**** PROVIDED DATA ****

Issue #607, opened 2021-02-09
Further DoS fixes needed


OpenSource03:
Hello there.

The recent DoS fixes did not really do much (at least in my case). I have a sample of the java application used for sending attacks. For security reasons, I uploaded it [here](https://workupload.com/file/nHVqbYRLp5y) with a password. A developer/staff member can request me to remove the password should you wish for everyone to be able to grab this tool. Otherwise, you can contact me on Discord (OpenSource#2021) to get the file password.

****

*AIM OF THE TASK*
Beginning with the line that holds "Further DoS fixes needed" and ending with the last line of the data, copy each line exactly and add nothing.

*SOLUTION BELOW*
Further DoS fixes needed


OpenSource03:
Hello there.

The recent DoS fixes did not really do much (at least in my case). I have a sample of the java application used for sending attacks. For security reasons, I uploaded it [here](https://workupload.com/file/nHVqbYRLp5y) with a password. A developer/staff member can request me to remove the password should you wish for everyone to be able to grab this tool. Otherwise, you can contact me on Discord (OpenSource#2021) to get the file password.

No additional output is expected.